Schools struggle with handling the loss of a student
Similar to most hard questions, the question of how a school should handle the death of a student is one that is as important as it is complicated.
To Evelina Pereira-Webber, a child and adolescent psychotherapist, the response to this question is central to the identity of the institution, as well as the environment it creates in all aspects of learning.
“A school is about life, and the other side of life is death, so if you don’t deal with death you’re really not dealing well with life,” explained Pereira-Webber.
For New Trier, the way in which the death of a student is managed underscores the complexity of each loss and creates a plan based on the many variables that accompany a death.
Tiffany Myers, the social work department chair, emphasized the fact that the response to a tragedy is unique to that tragedy.
“We ask a lot of questions and try to determine what is the most thoughtful and respectful way to work with someone’s passing,” explained Myers.
Myers emphasized, “What it [the course of action] doesn’t depend on is how important that person was. Whether we hang something on the wall or not, they are going to be missed.”
She added that, “there is no uniformity to how the school has handled deaths in the past. I think we try to think about each circumstance individually and be really mindful of all the parts.”
Similar to Myers, Sharon Rosman, the coordinator for school programs and the clinical site coordinator for Willow House, agreed that all losses differ in their variables.
“Every situation is different, every school is different, and every family is different– that must always be taken into account,” Rosman said.
While each situation is unique, both Rosman and Pereira-Webber urged schools to maintain a level of consistency in their response to the loss of a student.

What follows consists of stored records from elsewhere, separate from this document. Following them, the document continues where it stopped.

PR #5009, opened 2026-08-14
refactor(gateway): worker initialization moves out of the gateway root into transports/startup.py

YauhenBichel:
controller.start_surfaces()
  → gateway/startup.py: start_gateway()          # facade: web + chat, one handle
      - → gateway/transports/startup.py: start_transports()   # registry + worker loop
         - - → transports/{telegram,slack,discord,buzz}/startup.py

gateway/startup.py dropped from ~170 lines to ~80 and knows nothing about workers — no registry, no per-transport start functions, no skip/fail loop. All of that lives in gateway/transports/startup.py, next to the platforms it initializes. Its docstring records the peer-isolation reasoning: importing one platform never loads the composer, so one platform ≠ four SDK stacks still holds.


YauhenBichel:
@greptile review

PR #5014, opened 2026-08-15
fix(shell,aws): straight /integrations table under recording + role-ARN setup that explains itself

YauhenBichel:
## Summary

Two user-reported problems, unrelated, fixed on one branch.

### 1. `/integrations` table rendered as a diagonal staircase

Every slash command runs inside `capture_console_segment`, which turns on
`console.record` so the analytics transcript gets a plain-text copy of the
output. `print_repl_table` already had a TTY-safe path (render to a buffer,
one write, `\r\n` per row) but its guard treated a recording console as
"keeps its own copy — a direct stdout write would be invisible", skipped the
safe path, and fell back to row-by-row `console.print`. Under
`patch_stdout(raw=True)` each of those rows ends in a bare `\n`, which moves
down without returning to column 0, so every row inherits the previous row's
ending column. Recording and the safe path were mutually exclusive, and
recording always won; it only looked intermittent because the drift needs
the cursor displaced first (a long spinner run with wrapped probe warnings).

- `rendering.py`: the guard now only bails inside an open `capture()`. Under
  plain recording it takes the CRLF write and feeds the rendered plain text
  into the owning console's record buffer, so the transcript still sees the
  table. Applied to `print_repl_table`, `print_repl_json`, and the launch
  poster. A leading `\r` makes the write immune to wherever a spinner
  teardown left the cursor.
- The REPL had no root log handler, so library WARNINGs fell through to
  Python's last-resort stderr writer, racing the status spinner on the tty.
  `platform/logging/shell_handler.py` prints WARNING+ records through the
  shell's own Rich console (atomic with a live spinner, one row per record)
  and is installed once at REPL start; a non-REPL host keeps its own
  handlers.
- Noise that this made visible, cleaned at the source: `urllib3
  .connectionpool` retry chatter floored to ERROR in `quiet_third_party.py`
  (the outcome is reported by the caller); the shell handler's floor is
  ERROR because a WARNING such as `[kubernetes] probe_access failed`
  duplicates the table's own `failed` row; and `capture_service_error` now
  logs an unreachable service at WARNING, matching the rule the same
  function already used to drop its traceback ("an operational fact, not a
  fault in our code").

Verified by driving the real REPL in a pty at the reporter's 210×59 geometry
and rendering the raw bytes through a VT emulator: baseline STAIRCASE (row
indents 27, 24, 21, …), fixed STRAIGHT on five consecutive runs, and the
`Retrying (Retry(total=2, …))` / `[kubernetes] probe_access failed` lines no
longer appear above the table while the `kubernetes │ failed │ …` row still
does.

Before:
image

After:
image

### 2. AWS "IAM Role ARN" setup was a dead end without base credentials

Assuming a role needs base credentials boto3 can find; the wizard's role mode
collected only the ARN and external ID, then failed STS with the raw
`Unable to locate credentials`. On a fresh laptop that is every user.

- `integrations/aws/credential_chain.py`: local, network-free probe of the
  ambient boto3 chain.
- `surfaces/cli/wizard/configurators/aws.py`: when "IAM Role ARN" is picked
  and the chain is empty, explain why in one sentence and offer three paths —
  switch to access key + secret (default, in place), configure base
  credentials first (prints the `aws configure` / env-var instruction and
  leaves setup cleanly via `WizardBack`), or continue with the role for
  EC2/ECS/Lambda deployments with an attached role.
- `spec_configurator.py`: one generic `on_mode_chosen` hook so any vendor can
  gate a mode on a prerequisite; no AWS knowledge in the shared loop.
- `integrations/aws/verifier.py`: the non-wizard path (`AWS_ROLE_ARN` set by
  hand) returns an actionable message instead of the raw boto3 error; mode
  label and `docs/aws.mdx` no longer imply a role ARN alone is sufficient.

Before:

image

After:

image

image

### DIFF
--- a/config/constants/aws.py
+++ b/config/constants/aws.py
@@ -9,6 +9,13 @@ AWS_ACCESS_KEY_ID_ENV = "AWS_ACCESS_KEY_ID"
 AWS_SECRET_ACCESS_KEY_ENV = "AWS_SECRET_ACCESS_KEY"
 AWS_SESSION_TOKEN_ENV = "AWS_SESSION_TOKEN"
 
+#: boto3 reads these two as one unit: an access key id in the environment
+#: without its secret does not fall through to the next credential source, it
+#: raises ``PartialCredentialsError``. The secret is keyring-only, so a plain
+#: ``.env`` can legitimately hold the id alone — it must then stay out of the
+#: process environment.
+AWS_STATIC_KEY_PAIR_ENV: tuple[str, str] = (AWS_ACCESS_KEY_ID_ENV, AWS_SECRET_ACCESS_KEY_ENV)
+
 __all__ = [
     "AWS_ACCESS_KEY_ID_ENV",
     "AWS_EXTERNAL_ID_ENV",
@@ -16,4 +23,5 @@ __all__ = [
     "AWS_ROLE_ARN_ENV",
     "AWS_SECRET_ACCESS_KEY_ENV",
     "AWS_SESSION_TOKEN_ENV",
+    "AWS_STATIC_KEY_PAIR_ENV",
 ]
--- a/docs/aws.mdx
+++ b/docs/aws.mdx
@@ -8,7 +8,7 @@ OpenSRE uses AWS to map your environment: Lambda functions, EKS clusters, S3 buc
 ## Prerequisites
 
 - AWS account with IAM permissions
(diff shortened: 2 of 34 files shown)


YauhenBichel:
@greptile review

YauhenBichel:
@greptile review

YauhenBichel:
@greptile review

“In the suicide literature, as well as suicide organizations, it is recommended that all school-community deaths be treated the same in terms of how they are memorialized. In other words, however the person dies, whether it’s by suicide, whether it’s by cancer, or by a car accident, they are honored and memorialized in the same types of ways,” Rosman advised.
Pereira-Webber agreed that consistency is crucial, especially in the case of death by suicide, to ensure that some losses are not viewed as greater than others.
“It becomes a situation where if someone dies by suicide they are punished, and people won’t talk,” Pereira-Webber said, referencing the way in which many schools ignore suicide.
One such example of painful inconsistency, Pereira-Webber described, was growing up in a Catholic school where if a student died by suicide they would not be given a mass.
To Pereira-Webber a large part of the inconsistencies with regard to the response to death are based upon fears.
“I think that grown-ups get so scared of the death of a child, that they don’t talk about it, because it is everyone’s biggest fear, it is everyone’s nightmare,” Pereira-Webber said.
Beyond the fear of death itself, Rosman suggests that in part the reluctance to treat deaths equally comes from a fear of contagion.
“Schools may be fearful of romanticizing and glamorizing suicide in their efforts to memorialize someone, so they are often cautious in what they do,” Rosman observed.
Rosman continued, adding that “suicide is very stigmatized in our society, and filled with so much blame and shame, that people often don’t want to talk about it, think about it, or acknowledge it.”
Aside from the way in which deaths are handled in comparison to one another, both Rosman and Pereira-Webber highlighted the importance of a school offering students the opportunity to talk through their feelings surrounding the death.
“It stays with you if you don’t talk about it, and work through it,” stressed Pereira-Webber.
One key aspect of these conversations which is often forgotten is the way in which the teachers and the administration approach talking through the loss.
In an article titled “Confirming Life,” Pereira-Webber wrote “In the aftermath of a loss, a school’s leaders set a tone, and that tone exerts a strong influence on everyone.”
While each professional viewed the ideal response to a loss differently, they each agreed with Rosman in that no death, least of all death by suicide, has a simple answer.
Rossman said, “Suicide deaths are very complicated,” Rossman said. “And it’s often challenging for schools to know exactly how to deal with it.”